In 2010, Armenian authorities prohibited Heritage Party MP, member of Armenia’s PACE delegation Zaruhi Postanjyan from participating in PACE (Parliamentary Assembly of the Council of Europe) activities. The ban was removed when the Council of Europe personally intervened on Postanjyan’s behalf. This news was shared by Postanjyan herself, while speaking to journalists in Yerevan today.
Armenian authorities, according to Postanjyan, have decided to change their policies.
Recall, addressing Armenian President Serzh Sargsyan following his speech at the PACE summer session in Strasbourg, Postanjyan stated that an authoritarian regime has been formed in the Republic of Armenia and that elections have been rigged since 1995.
“I would like to know, don’t you wish to initiate real reforms, to join the statute of the International Court of Justice, to initiate pre-term, fair elections and resign? Nevertheless, I believe that, all the same, authoritarian regimes will fail; it would be better if you left voluntarily and our people will understand and accept that,” she had said, continuing to speak even after she surpassed the 30 seconds allotted and was prompted to wrap up.
The Armenian president, in response, said he wasn’t preparing for pre-term elections in Armenia because neither is there the need nor does the Constitution of the Republic of Armenia allow for early elections to be held so easily.
“To say after that response that we are more democratic than the Republic of Azerbaijan or Turkey is not right. We have to become a truly democratic state and it’s not by posing a question that we have become or are on the path of becoming a democratic country,” she said.

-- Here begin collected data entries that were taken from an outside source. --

Issue #8086, opened 2021-09-18
CraftingHelper.getItemStack does not throw a JsonSyntaxException for unknown items


ochotonida:
**Minecraft Version:** 1.17.1

**Forge Version:** 37.0.67

**Logs:** -

**Steps to Reproduce:**
 1. Pass a JsonObject with an unknown item to `getItemStack` in `CraftingHelper`
 2. The method returns an empty stack instead of throwing an exception

**Description of issue:**
`getItemStack` throws an exception when the result of `ForgeRegistries.ITEMS.getValue` is null. Because `getValue` returns the default value (`minecraft:air`) for invalid keys, the exception is never thrown

ChampionAsh5357:
Closed by #8105. Air will be properly disallowed in vanilla recipes in 1.18 unless otherwise stated by Mojang's implementation with the changes made in the PR.

PR #8105, opened 2021-09-21
Fix Behavior With Unknown Items in Recipes

ChampionAsh5357:
As mentioned by #8086, `ForgeRegistry#getValue` will only return null if there is no default value. However, the `ITEM` registry will always default to `#AIR` if no item is available. With normal vanilla behavior (as defined by `ShapedRecipe#itemFromJson`, this returns a `JsonSyntaxException` mentioning that the air item is invalid.

This PR readds that check for `Items#AIR` and returns the same error message as vanilla would.

### DIFF
--- a/patches/minecraft/net/minecraft/world/item/crafting/ShapedRecipe.java.patch
+++ b/patches/minecraft/net/minecraft/world/item/crafting/ShapedRecipe.java.patch
@@ -78,7 +78,7 @@
 -            return new ItemStack(item, i);
 -         }
 -      }
-+      return net.minecraftforge.common.crafting.CraftingHelper.getItemStack(p_151275_, true, true);
++      return net.minecraftforge.common.crafting.CraftingHelper.getItemStack(p_151275_, true, false); // TODO: Swap false to true in 1.18 to mimic vanilla behavior
     }
  
     public static Item m_151278_(JsonObject p_151279_) {
--- a/patches/minecraft/net/minecraft/world/item/crafting/ShapedRecipe.java.patch
+++ b/patches/minecraft/net/minecraft/world/item/crafting/ShapedRecipe.java.patch
@@ -78,7 +78,7 @@
 -            return new ItemStack(item, i);
 -         }
 -      }
-+      return net.minecraftforge.common.crafting.CraftingHelper.getItemStack(p_151275_, true);
++      return net.minecraftforge.common.crafting.CraftingHelper.getItemStack(p_151275_, true, true);
     }
  
     public static Item m_151278_(JsonObject p_151279_) {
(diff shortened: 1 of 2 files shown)


Shadows-of-Fire:
I would ideally change this to only raise an exception if itemName is not `"minecraft:air"`.

KnightMiner:
The way I typically do the above is using `containsValue` instead of an air check. Lets us easily distinguish the result between defaulted and intentionally the default without hardcoding the registry name of the default.

ChampionAsh5357:
Yeah, my first thought is usually to go with vanilla logic. Probably the best way to do it is to check if it contains the key first and then check if the key is equal to the default key.

KnightMiner:
I think shadows was suggesting that the default item be allowed, so if I specifically request `minecraft:air` (empty item stack) that is still valid. While vanilla recipes may not want that behavior, its possible some mod is relying on the fact that you can make an empty item stack using air for their serializer

Shadows-of-Fire:
Yeah that's what I was suggesting, I have some recipes where air is a valid recipe component that has to be explicitly declared.   This should be able to return air when specifically asked for "minecraft:air" and error otherwise.

ChampionAsh5357:
For that reason, I feel as though it shouldn't be allowed as specifying an item component as air is the same as providing nothing. You could essentially specify the same logic by checking if a particular position in a recipe is empty.

KnightMiner:
In any case, disallowing `minecraft:air` is a breaking change, as you are requiring mods to change their code to fix this bug. If you think it shouldn't be allowed, I would just have it log a warning that "parsing an empty itemstack using `minecraft:air` is deprecated", and mark it to throw an exception for 1.18

pupnewfster:
This is a somewhat complicated case in regards to being a breaking change or not, as the vanilla code that this method is used in place of changed to disallow air in 1.17. Though I agree it would be a break to existing mods to change it... so at least for now the best solution may be to add another parameter for if air is allowed or not, and then an overload with the existing signature that passes that it allows air as to not break any mods that may be using that method, and change the places forge patches to call it that shouldn't allow air anymore to not allow it. This technically would still break any mod recipes where air is defined explicitly in the json... but given the fact that it is before an RB an edge case and is restoring vanilla functionality of not allowing it so otherwise would and should have caused those to error when mods port to 1.17 who specify air in their recipes it probably isn't worth worrying about compared to the fixing vanilla functionality while also not breaking any mods who call the method for their own use cases.

patches/minecraft/net/minecraft/world/item/crafting/ShapedRecipe.java.patch
```diff
@@ -78,7 +78,7 @@
 -            return new ItemStack(item, i);
 -         }
 -      }
-+      return net.minecraftforge.common.crafting.CraftingHelper.getItemStack(p_151275_, true);
++      return net.minecraftforge.common.crafting.CraftingHelper.getItemStack(p_151275_, true, true);
```
Shadows-of-Fire: I think this needs to default to false for now.  While true is in-line with vanilla behavior, it is still a breaking change to crash on invalid compared to current behavior.

ChampionAsh5357: Since it's been a month from the PRs start date and as we get closer to a potential RB, I agree that this should probably change to false for now and then left with a todo comment to change to true in 1.18.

The Heritage Party MP also commented on her ARF-D (Armenian Revolutionary Federation or Dashnaktsutyun) colleague Armen Rustamyan’s statement that Dashnaktsutyun has never appealed to foreign powers to resolve domestic political issues. Postanjyan noted that Armenia is a full member of the PACE, which Republic of Armenia citizens pay for: “We’re not a member there just like that, and it is our right to make use of the protection there.”
“Everyone knows what sort of persecutions have been carried out against me; everyone knows how they asked me to remove the question, not to ask a question,” she said, declining to reveal who, in particular, asked her to refrain from posing questions.
“It would’ve been great if Rustamyan said — and why didn’t he ask a question? And I would very much like to know why Rustamyan, who is an opposition representative, didn’t ask a question,” Postanjyan concluded.